Ils arrivèrent au pont-levis où Ray attendait stoïquement. Etonné de voir Kent le franchir, Mark demanda :

-N'habitez-vous pas au château ?

-Autrefois, j'y avais un appartement mais le Grand Maître a décidé que ma place était ailleurs. Aussi ai-je dû prendre une modeste chambre en ville qui m'empêche de vous offrir l'hospitalité. Autrefois, les revenus de mon père étaient considérables. Malheureusement, mal avec l'Ordre, il a vu fondre ses biens et actuellement il végète dans son château. Moi-même je n'ai plus de fonctions officielles à la cour et ne dispose pour vivre que des prix remportés dans les tournois. Vous-même, où êtes-vous descendu ?

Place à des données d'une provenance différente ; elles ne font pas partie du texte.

PR #18873, opened 2026-08-30
🌐 fix(locale): use one word for "Agent" in tr-TR

bakiburakogun:
### Summary

The Turkish locale translates **Agent** five different ways depending on which file you are in: `Ajan`, `Temsilci`, `Aracı`, `Asistan`, and raw `agent`. The same object ends up with five different names across the product, and two of them are actively confusing:

- **`Asistan` is already the translation of "assistant"**, which LobeHub uses as a separate concept — assistant messages, group assistants, `extendParams.preserveThinking.desc`, and so on. Calling an Agent an "Asistan" collapses two distinct product concepts into one word. This is the case in `topic.json`'s move-to-agent actions, in `electron.json`'s "Discover Agents", and in the desktop app's own tagline.
- **`Aracı` is also the accusative of `araç` ("tool")**, so `bu aracı` reads as "this tool" just as naturally as "this agent" — in a product where agents and tools are both first-class objects.

`Ajan` is what the rest of the locale already uses. This unifies the other four on it: **290 strings across 27 locale files** (`Temsilci` 186, `Aracı` 82, `Asistan` 16, raw `agent` 6).

**Suffixes were adapted, not just the stem** — Turkish agglutination means a stem swap alone would produce broken words:

| before | after |
|---|---|
| Temsilciyi Aktar | Ajanı Aktar |
| Temsilcinin | Ajanın |
| LobeHub temsilcilerinizle | LobeHub ajanlarınızla |
| ben sizin Özel Temsilcinizim | ben sizin Özel Ajanınızım |
| Aracıdan Aracıya | Ajandan Ajana |
| Aracı Geçit | Ajan Geçidi |
| Bu asistanı … bağlayın | Bu ajanı … bağlayın |

The question particle harmonises too: `bir Ajan mı arıyorsun`, not `mi`. So does the clitic: `o ajandan da kaldıracaktır`, not `de`.

**Deliberately left alone:**

- `aracılığıyla` / `aracılığı` ("via", "through") — unrelated to either sense, and it appears throughout the locale.
- Five strings where `aracı` genuinely means *tool*: `settingAgent.agentTools.overriddenNote`, `settingAgent.agentTools.priorityTooltip`, `tools.builtins.lobe-agent-browser.description`, `tools.builtins.lobe-image-generation.readme`, and `connector.deleteAgentConfirmContent`.
- Two strings where `temsilci` genuinely means *representative*: the hiring-committee and customer-panel prompts in `suggestQuestions.json`.
- `agent assistants` in the model descriptions — the source says *assistants* there.
- `{{agent}}` variables, the `/agents` bot command, `agent login`, and `/agent/{{slug}}` URLs.
- The capitalised `Agentic Coding` / `Agentic Engineering` capability names that `models.json` keeps in English in six places out of seven. The seventh, `Agentik Mühendislik`, now matches them.

**Also fixed while going through these:**

- `apps/desktop` `app.description` — the tagline is "Where Agents Collaborate", but the Turkish said "a collaboration platform for your AI assistant". Now `Ajanların İşbirliği Yaptığı Yer`.
- `common.json` `navPanel.agent` renders the plural `Agents` but was singular.
- `settingGroupMembers.noAvailableAgents` said `Mevcut ajan yok` ("no existing agents") for "No available agents"; its counterpart in `chat.json` already said `Uygun ajan yok`.
- `discover.json` `user.noAgents.title` said `Henüz Ajanınız yok` — "you have none" — but the title is shared with the visitor view, whose description reads "This user hasn't published any Agents yet". Now neutral.
- Five `workspace.auditLog` fields and `resourceTypes.agent` still carried the bare English word.

### Keeping it from regressing

`AGENTS.md` asks contributors not to hand-translate the generated locales, and `genDiff.ts` drops a value when its English source changes — so a locale-only fix would eventually be undone.

The reason it drifted in the first place is that **neither `.i18nrc.js` passed any context to the translator**. So this also adds a `reference` — the documented i18n-cli option ("Provide some context for a more accurate translation") — to both `.i18nrc.js` files. It states the rules that were being broken:

- one translation per concept across a locale, no alternating synonyms
- `Agent` and `Assistant` are distinct concepts and must not share a word
- keep interpolation variables exactly as in the source: same names, same count, none invented
- plus the Turkish glossary (`Agent -> Ajan`, and why not `Ajans` / `Aracı` / `Asistan`), including the vowel-harmony note

The first three rules are written for every locale, not only Turkish. The interpolation rule in particular targets the same class of bug fixed in #18871, where the generated Turkish had dropped or invented `{{variables}}` in 33 strings.

If you would rather split this — take the config change now and let CI regenerate the locale — I am happy to drop the `locales/` half and leave only `.i18nrc.js`.

No locale key was added or removed and every placeholder is unchanged.

---

**Rebased on current `canary`.** This is independent of #18871 (interpolation mismatches and the separate `Ajans` mistranslation) — both branch from `canary` and neither depends on the other, though they touch some of the same files. Happy to rebase whichever you take second.

If you would prefer a different target term than `Ajan`, say so and I will redo it — the point of the PR is that there should be exactly one.


bakiburakogun:
Two notes on the automated review findings — both fixed and pushed.

**Vowel harmony after "Ajan"** — my mistake. `Ajan` ends in a back vowel, so the question particle has to be `mı`. Fixed in `welcome.json`. I also swept the rest of the diff for the same class of error — a front-vowel suffix or particle left behind after the stem changed — and this was the only one.

**Hand-editing generated locales** — the right layer question, and worth a maintainer's call. `AGENTS.md` is explicit: don't hand-translate the generated locales.

The reason I still think the locale edit belongs here is that the generator is what produced the problem — four different words for `Agent`, one of them (`Ajans`) meaning "advertising agency" — and re-running `bun run i18n` would not correct it, because neither `.i18nrc.js` had any translator context at all.

So this now also adds a `reference` to both `.i18nrc.js` files, the documented i18n-cli option for exactly this ("Provide some context for a more accurate translation"). It encodes the rules that were being broken:

- one translation per concept across a locale, no alternating synonyms
- `Agent` and `Assistant` are distinct concepts and must not share a word
- keep interpolation variables exactly as in the source, same names and count
- plus the Turkish glossary (`Agent -> Ajan`, and why not `Ajans` / `Aracı` / `Asistan`), including the vowel-harmony note above

The first three rules are written for every locale, not just Turkish — the interpolation rule in particular is the same class of bug fixed in #18871, where the generated Turkish had dropped or invented `{{variables}}` in 33 strings.

If you would rather split this — config change now, regenerate the locale from CI afterwards — I'm happy to drop the `locales/` half of this PR and leave only `.i18nrc.js`. Just say which you prefer.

-Tout simplement à l'auberge du Lion Vert où je suis fort bien traité.

Ils arrivaient sur une petite place chichement éclairée par une torche fumante lorsque Ray lança mentalement :

-Attention! Un groupe d'hommes armés nous encercle !

D'une bourrade, Mark bouscula Kent à l'instant où un poignard jailli de la nuit allait se ficher entre ses épaules. L'attaque-surprise ayant échoué, une douzaine de malandrins se lança à l'assaut.

Mark et Kent combattaient côte à côte tandis que Ray assurait leurs arrières. Quatre spadassins, croyant avoir affaire à un vulgaire serviteur, l'assaillirent en même temps. Ils ne durent comprendre leur erreur qu'en enfer! D'un même coup d'épée, l'androïde fit sauter deux têtes, embrocha le troisième et enfin d'un coup de poing fracassa le crâne du dernier! Cette action se déroula en moins d'une seconde.

Pendant ce temps, Mark avait paré en quinte un coup destiné à lui fendre la tête et riposté d'un vigoureux coup de pointe qui blessa son adversaire. En résumé, l'essentiel de l'attaque portait sur Kent qui avait affaire à trois adversaires dont il parait difficilement les coups. Déjà une lame avait déchiré son pourpoint et zébré le thorax.

-Ray, soutiens Kent, ordonna Mark, en attaquant vigoureusement un spadassin qui avait eu l'imprudence de s'approcher.

L'androïde réagit avec sa promptitude électronique. D'un revers fulgurant, il trancha un poignet à l'instant où le chevalier vivement pressé par deux adversaires, allait être proprement embroché. Puis d'un geste coulé de la pointe, il ouvrit la gorge d'un autre malandrin.

Enfin libéré, Kent put se consacrer au dernier spadassin qu'il assomma d'un magistral coup d'épée. Cette dernière victime donna le signal d'une fuite éperdue des agresseurs qui s'évanouirent dans la nuit.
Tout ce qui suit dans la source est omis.